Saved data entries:
------------------------------

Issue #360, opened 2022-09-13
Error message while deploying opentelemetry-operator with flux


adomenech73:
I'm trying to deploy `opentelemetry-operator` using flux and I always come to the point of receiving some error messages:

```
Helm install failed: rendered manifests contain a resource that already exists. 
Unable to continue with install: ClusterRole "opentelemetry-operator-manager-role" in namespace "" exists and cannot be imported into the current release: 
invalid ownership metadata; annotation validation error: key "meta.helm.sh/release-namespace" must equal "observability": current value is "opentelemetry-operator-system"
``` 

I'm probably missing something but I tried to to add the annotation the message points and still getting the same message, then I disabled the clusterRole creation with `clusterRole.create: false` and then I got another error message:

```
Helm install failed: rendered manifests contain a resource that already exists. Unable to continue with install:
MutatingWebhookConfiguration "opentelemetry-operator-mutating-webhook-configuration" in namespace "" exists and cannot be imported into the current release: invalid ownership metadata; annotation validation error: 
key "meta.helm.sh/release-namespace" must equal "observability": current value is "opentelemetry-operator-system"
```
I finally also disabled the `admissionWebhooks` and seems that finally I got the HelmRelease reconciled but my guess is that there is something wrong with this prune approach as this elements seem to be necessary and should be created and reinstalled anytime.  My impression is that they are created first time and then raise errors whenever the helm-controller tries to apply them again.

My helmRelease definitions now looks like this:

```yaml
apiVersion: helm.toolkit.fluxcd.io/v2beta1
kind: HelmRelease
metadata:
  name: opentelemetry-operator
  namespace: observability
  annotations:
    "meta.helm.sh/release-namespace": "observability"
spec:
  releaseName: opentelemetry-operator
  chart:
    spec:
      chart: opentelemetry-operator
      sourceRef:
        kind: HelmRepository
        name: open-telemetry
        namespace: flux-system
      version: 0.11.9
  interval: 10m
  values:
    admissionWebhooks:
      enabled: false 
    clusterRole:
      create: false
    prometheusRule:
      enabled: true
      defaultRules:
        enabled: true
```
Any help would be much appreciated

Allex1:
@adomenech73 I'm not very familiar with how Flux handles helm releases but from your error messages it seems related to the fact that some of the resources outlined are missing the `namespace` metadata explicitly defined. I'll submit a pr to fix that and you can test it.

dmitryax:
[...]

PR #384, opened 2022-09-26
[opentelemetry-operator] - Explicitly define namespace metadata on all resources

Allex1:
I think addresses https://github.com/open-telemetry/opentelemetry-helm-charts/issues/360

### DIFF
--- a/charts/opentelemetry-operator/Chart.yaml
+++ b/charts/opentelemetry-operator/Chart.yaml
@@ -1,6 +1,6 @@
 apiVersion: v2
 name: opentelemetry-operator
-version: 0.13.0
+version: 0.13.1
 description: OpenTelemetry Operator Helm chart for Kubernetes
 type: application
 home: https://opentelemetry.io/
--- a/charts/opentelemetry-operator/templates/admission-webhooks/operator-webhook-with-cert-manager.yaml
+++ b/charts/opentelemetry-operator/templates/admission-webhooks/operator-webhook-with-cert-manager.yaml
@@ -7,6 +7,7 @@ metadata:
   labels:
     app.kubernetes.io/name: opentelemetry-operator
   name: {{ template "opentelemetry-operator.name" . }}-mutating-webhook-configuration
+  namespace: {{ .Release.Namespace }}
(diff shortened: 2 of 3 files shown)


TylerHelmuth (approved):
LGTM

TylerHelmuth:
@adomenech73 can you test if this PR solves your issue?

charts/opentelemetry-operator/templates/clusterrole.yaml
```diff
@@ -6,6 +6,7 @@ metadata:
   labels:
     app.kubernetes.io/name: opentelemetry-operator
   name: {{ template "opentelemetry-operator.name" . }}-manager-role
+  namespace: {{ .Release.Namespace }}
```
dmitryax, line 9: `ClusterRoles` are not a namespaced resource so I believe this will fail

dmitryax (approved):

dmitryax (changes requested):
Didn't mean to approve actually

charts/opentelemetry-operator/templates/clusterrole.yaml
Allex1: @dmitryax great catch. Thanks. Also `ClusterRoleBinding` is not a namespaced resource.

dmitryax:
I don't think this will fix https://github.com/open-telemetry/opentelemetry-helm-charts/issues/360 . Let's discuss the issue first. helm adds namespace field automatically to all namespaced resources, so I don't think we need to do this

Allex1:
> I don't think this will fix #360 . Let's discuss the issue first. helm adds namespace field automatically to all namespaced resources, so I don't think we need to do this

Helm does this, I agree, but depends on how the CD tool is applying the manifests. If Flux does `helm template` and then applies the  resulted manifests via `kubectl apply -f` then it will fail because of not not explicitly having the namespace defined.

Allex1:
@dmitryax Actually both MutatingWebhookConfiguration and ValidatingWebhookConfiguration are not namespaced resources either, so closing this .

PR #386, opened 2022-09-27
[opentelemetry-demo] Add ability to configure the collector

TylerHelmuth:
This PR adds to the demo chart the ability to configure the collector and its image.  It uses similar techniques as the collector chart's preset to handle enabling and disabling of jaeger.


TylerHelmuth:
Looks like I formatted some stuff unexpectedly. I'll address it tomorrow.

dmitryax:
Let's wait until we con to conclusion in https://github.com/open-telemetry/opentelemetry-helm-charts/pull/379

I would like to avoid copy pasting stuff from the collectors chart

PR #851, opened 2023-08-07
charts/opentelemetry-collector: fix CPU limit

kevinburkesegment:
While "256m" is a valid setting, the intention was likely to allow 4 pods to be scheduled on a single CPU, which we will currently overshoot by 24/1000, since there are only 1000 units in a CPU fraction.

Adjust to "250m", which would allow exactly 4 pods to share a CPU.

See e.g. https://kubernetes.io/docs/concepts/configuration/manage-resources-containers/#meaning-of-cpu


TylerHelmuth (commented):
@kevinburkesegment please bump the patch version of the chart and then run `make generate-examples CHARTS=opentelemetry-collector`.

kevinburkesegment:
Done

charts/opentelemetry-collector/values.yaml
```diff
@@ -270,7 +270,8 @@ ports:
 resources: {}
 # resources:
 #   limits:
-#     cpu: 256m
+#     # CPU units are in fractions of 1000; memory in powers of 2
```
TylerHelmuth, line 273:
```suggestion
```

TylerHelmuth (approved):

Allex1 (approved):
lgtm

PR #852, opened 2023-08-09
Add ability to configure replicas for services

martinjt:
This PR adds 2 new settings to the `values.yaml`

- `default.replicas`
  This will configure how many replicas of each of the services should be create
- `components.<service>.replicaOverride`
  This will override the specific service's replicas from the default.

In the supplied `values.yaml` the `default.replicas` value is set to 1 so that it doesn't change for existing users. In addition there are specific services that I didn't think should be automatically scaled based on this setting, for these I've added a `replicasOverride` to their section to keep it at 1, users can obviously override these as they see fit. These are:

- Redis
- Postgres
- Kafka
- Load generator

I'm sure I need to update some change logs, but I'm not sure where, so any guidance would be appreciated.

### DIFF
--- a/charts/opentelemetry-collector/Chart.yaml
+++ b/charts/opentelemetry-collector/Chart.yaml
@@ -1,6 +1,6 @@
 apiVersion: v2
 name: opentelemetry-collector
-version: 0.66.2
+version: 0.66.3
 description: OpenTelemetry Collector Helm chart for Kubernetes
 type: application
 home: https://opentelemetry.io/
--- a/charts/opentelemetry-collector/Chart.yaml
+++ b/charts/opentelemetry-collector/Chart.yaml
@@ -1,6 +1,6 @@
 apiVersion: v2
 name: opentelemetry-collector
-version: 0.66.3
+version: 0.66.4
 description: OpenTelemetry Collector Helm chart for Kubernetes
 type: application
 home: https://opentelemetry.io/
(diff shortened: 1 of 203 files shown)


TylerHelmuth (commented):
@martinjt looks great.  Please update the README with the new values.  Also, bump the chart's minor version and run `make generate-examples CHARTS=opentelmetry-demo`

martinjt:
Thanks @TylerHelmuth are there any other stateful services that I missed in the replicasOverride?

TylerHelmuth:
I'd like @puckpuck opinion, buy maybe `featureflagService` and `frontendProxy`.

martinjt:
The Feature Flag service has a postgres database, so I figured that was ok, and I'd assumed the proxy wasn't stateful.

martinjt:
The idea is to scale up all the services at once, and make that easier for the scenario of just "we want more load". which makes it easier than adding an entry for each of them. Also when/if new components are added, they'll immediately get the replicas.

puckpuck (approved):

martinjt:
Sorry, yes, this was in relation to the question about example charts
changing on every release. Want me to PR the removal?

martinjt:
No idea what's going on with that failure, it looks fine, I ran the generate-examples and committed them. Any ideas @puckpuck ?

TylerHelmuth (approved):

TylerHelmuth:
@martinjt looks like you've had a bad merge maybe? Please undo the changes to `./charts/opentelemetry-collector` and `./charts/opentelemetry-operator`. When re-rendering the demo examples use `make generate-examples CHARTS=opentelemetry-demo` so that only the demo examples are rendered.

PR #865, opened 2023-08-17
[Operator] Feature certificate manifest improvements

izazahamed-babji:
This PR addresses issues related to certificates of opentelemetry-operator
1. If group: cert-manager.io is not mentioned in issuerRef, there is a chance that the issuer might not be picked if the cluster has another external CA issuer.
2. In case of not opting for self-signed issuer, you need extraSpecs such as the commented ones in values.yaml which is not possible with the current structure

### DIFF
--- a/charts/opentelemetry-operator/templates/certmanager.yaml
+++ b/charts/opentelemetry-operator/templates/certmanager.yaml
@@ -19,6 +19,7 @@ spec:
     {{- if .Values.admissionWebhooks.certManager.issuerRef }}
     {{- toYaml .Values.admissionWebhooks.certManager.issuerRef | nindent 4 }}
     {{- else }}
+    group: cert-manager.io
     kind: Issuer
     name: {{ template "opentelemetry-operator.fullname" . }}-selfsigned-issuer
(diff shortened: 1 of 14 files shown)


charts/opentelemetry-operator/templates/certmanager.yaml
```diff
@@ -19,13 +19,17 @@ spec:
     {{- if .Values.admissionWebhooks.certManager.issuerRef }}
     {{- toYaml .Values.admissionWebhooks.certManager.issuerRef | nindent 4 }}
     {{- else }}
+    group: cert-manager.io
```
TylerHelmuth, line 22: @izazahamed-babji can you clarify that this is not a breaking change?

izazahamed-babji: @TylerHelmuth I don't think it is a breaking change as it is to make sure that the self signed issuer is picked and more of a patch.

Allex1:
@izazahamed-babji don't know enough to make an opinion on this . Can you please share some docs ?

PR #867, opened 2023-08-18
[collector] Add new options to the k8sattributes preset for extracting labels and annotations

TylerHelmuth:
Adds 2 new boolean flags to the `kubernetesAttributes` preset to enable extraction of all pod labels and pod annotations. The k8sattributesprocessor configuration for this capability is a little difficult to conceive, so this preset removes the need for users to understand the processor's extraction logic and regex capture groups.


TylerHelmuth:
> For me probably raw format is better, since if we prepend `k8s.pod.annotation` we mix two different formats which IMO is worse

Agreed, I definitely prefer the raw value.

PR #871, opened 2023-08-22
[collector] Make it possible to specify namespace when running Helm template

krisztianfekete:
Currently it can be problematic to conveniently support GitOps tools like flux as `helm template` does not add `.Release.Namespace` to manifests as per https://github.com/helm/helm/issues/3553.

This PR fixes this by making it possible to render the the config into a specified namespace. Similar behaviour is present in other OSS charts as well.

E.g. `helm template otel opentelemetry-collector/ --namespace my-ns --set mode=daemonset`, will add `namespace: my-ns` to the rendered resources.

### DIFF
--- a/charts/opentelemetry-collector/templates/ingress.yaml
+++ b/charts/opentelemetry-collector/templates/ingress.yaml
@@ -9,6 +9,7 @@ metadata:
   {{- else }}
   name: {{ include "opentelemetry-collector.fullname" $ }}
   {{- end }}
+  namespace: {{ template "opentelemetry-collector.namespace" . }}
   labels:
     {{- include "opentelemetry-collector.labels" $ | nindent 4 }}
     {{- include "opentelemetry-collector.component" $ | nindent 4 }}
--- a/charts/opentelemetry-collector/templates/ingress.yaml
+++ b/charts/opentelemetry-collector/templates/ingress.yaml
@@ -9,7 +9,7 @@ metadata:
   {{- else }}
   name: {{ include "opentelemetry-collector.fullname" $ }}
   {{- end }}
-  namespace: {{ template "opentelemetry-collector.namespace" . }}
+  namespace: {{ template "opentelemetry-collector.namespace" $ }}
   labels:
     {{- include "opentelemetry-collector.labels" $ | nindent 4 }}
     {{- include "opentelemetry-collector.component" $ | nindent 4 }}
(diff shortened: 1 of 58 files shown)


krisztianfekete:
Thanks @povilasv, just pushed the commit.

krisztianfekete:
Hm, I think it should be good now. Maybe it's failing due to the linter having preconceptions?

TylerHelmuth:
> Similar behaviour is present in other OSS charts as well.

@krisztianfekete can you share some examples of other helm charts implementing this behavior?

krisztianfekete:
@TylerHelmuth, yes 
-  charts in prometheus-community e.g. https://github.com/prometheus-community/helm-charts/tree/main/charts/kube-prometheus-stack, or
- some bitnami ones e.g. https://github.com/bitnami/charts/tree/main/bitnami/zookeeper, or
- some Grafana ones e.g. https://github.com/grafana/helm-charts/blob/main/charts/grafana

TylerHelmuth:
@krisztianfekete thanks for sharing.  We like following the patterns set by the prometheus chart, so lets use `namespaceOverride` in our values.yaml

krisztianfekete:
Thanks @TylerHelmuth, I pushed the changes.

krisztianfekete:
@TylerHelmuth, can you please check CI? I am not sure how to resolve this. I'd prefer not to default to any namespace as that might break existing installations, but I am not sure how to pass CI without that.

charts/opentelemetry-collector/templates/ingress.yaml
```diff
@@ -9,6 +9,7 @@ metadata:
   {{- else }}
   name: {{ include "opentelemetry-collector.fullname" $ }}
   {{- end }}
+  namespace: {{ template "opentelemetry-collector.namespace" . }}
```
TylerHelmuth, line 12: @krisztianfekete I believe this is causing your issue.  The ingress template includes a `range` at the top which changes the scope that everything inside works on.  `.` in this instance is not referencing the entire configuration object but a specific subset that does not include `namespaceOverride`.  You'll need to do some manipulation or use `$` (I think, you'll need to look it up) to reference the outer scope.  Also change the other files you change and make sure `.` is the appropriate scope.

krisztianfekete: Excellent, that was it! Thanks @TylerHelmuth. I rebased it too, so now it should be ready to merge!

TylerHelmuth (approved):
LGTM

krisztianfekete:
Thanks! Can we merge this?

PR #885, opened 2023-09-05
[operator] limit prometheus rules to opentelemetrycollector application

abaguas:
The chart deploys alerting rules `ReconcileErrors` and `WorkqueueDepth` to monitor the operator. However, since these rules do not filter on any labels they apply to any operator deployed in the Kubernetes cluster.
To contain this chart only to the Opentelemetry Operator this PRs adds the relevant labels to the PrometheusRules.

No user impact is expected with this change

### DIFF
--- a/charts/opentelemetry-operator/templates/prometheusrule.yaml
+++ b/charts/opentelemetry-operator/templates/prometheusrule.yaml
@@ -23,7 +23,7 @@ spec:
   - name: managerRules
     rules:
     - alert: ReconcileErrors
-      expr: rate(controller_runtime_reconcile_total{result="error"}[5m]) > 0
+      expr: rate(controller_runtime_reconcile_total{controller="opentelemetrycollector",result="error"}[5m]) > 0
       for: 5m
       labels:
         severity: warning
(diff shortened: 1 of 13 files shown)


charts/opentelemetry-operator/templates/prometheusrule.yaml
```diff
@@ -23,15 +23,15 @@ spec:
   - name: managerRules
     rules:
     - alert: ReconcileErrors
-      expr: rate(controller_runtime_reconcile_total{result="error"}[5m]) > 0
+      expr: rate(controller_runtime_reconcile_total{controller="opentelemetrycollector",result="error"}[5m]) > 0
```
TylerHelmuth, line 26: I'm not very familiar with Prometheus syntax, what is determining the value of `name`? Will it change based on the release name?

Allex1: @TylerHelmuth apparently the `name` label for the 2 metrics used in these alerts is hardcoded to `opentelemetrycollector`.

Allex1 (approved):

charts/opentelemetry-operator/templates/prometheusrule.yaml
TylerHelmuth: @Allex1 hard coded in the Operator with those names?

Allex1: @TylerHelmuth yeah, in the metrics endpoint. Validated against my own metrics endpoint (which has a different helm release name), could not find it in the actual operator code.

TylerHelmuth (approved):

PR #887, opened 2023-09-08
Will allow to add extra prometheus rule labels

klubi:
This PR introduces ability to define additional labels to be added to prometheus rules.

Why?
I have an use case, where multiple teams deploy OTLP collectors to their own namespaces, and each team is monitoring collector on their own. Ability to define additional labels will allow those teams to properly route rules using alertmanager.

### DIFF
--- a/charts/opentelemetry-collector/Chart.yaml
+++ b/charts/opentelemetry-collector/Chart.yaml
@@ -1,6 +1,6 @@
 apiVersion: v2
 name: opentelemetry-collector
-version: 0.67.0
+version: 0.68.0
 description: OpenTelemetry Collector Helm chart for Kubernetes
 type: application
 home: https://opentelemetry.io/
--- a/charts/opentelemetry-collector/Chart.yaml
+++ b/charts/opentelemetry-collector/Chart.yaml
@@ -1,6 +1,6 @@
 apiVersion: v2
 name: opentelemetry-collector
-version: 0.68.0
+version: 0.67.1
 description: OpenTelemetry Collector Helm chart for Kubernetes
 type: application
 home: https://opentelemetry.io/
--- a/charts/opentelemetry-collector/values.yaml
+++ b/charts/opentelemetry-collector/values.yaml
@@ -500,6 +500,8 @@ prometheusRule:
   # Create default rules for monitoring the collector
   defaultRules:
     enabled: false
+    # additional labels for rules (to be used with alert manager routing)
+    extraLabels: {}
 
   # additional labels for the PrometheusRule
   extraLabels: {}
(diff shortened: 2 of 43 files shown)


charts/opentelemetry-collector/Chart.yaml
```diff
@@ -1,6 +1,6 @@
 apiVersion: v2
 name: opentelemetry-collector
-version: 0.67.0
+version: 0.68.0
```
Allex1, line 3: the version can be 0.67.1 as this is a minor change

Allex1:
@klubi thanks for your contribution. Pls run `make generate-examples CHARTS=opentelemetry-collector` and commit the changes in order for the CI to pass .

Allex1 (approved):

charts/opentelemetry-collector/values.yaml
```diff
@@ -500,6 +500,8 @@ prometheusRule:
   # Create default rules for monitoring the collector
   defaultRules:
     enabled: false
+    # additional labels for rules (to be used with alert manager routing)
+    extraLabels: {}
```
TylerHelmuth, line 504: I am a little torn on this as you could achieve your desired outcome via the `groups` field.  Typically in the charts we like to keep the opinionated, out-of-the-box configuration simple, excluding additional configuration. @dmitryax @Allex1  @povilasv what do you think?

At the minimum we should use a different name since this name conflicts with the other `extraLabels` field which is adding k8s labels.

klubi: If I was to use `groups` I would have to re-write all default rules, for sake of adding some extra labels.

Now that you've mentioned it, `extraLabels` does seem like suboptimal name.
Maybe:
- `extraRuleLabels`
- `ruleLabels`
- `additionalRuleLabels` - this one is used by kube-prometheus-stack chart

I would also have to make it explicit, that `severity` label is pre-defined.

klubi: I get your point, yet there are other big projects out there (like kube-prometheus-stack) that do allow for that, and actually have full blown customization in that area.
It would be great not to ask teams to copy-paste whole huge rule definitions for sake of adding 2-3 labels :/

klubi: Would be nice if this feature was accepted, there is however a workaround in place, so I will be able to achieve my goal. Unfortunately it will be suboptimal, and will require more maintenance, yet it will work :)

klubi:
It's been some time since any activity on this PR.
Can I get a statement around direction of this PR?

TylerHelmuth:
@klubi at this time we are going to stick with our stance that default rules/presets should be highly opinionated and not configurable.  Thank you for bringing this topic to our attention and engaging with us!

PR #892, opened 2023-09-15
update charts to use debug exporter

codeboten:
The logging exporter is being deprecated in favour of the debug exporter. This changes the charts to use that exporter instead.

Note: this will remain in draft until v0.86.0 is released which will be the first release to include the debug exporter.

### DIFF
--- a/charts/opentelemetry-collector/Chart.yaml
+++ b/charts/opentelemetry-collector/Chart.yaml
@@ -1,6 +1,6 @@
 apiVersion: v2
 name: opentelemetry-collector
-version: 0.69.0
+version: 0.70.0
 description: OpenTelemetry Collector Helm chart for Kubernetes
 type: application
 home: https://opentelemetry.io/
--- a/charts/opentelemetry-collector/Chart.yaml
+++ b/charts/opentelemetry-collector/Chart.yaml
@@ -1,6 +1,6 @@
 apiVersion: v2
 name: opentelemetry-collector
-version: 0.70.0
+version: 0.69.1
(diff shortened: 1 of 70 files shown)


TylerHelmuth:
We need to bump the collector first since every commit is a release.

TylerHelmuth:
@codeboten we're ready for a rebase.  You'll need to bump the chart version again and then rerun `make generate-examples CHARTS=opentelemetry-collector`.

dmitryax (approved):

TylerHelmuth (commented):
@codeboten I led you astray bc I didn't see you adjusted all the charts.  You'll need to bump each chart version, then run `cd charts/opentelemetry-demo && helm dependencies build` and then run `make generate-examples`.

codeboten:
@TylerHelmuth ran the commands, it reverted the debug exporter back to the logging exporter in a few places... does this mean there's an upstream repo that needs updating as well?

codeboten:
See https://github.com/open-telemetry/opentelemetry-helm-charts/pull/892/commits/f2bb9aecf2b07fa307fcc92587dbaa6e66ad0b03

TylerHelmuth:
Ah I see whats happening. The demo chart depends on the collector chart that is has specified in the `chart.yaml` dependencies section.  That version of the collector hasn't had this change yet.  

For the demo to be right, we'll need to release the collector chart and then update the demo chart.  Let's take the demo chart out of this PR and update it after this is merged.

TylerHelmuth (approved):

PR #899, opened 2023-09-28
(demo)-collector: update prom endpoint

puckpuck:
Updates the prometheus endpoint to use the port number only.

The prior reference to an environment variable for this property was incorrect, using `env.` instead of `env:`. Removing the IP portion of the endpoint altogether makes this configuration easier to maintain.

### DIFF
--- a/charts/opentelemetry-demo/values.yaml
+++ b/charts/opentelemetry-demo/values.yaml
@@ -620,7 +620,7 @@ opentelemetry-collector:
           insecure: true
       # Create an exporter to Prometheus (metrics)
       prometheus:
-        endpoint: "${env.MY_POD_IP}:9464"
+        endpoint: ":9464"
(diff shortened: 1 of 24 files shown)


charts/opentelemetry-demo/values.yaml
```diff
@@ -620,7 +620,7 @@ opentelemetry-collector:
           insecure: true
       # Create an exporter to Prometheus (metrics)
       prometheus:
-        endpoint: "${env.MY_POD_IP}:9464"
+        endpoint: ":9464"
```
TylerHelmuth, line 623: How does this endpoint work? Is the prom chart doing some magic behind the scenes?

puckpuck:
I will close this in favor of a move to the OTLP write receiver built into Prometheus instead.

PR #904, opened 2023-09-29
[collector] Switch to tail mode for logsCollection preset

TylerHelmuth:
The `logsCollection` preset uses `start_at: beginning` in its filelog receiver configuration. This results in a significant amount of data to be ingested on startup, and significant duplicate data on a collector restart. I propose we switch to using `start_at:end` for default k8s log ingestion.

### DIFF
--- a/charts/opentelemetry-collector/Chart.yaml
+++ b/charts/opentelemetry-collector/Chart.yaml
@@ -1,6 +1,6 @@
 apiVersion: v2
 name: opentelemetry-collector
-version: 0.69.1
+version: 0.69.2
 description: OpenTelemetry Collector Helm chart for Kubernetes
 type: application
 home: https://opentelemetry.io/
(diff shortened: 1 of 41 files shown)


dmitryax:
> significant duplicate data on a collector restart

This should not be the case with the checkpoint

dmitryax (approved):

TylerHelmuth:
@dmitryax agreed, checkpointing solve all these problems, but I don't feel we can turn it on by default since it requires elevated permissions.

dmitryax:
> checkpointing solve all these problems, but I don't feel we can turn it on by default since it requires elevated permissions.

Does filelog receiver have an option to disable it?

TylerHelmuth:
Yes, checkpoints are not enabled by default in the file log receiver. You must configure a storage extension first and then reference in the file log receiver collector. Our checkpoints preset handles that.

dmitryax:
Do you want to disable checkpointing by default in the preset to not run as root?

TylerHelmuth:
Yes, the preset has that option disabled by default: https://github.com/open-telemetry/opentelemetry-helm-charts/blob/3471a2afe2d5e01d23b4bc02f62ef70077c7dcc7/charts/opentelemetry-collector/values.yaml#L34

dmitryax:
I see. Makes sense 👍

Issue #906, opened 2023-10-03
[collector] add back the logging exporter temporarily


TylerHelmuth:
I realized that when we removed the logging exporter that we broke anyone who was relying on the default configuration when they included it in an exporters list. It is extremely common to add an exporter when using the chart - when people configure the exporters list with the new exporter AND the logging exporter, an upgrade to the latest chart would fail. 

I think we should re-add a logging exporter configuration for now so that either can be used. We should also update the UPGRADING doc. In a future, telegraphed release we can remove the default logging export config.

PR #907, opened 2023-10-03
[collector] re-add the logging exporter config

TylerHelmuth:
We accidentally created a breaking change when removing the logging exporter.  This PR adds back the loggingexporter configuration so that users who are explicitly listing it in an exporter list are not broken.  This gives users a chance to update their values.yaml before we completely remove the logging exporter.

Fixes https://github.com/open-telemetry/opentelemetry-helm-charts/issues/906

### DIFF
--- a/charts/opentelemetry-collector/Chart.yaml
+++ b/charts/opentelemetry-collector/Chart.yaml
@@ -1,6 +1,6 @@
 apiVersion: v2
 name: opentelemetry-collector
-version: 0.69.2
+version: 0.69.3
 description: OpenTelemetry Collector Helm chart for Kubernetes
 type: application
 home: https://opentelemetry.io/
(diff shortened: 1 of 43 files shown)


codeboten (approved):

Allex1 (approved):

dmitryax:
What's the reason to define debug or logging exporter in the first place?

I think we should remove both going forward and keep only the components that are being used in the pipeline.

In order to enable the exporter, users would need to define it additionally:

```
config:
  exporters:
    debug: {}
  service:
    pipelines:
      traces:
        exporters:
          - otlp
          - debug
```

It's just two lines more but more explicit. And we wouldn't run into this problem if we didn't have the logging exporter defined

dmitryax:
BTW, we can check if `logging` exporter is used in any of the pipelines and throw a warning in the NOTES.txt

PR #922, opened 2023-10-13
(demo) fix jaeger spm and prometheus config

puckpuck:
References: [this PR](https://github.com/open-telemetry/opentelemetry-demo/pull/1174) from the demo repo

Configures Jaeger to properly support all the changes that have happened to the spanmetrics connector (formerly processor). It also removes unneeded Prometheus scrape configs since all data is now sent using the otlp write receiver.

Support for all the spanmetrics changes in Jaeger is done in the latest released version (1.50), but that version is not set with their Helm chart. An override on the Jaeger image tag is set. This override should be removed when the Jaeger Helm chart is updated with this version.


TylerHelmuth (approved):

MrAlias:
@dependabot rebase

------------------------------

ASSIGNED TASK: Copy out all the lines of the records that include "processor".

SOLVED PROBLEM:
Adds 2 new boolean flags to the `kubernetesAttributes` preset to enable extraction of all pod labels and pod annotations. The k8sattributesprocessor configuration for this capability is a little difficult to conceive, so this preset removes the need for users to understand the processor's extraction logic and regex capture groups.
Configures Jaeger to properly support all the changes that have happened to the spanmetrics connector (formerly processor). It also removes unneeded Prometheus scrape configs since all data is now sent using the otlp write receiver.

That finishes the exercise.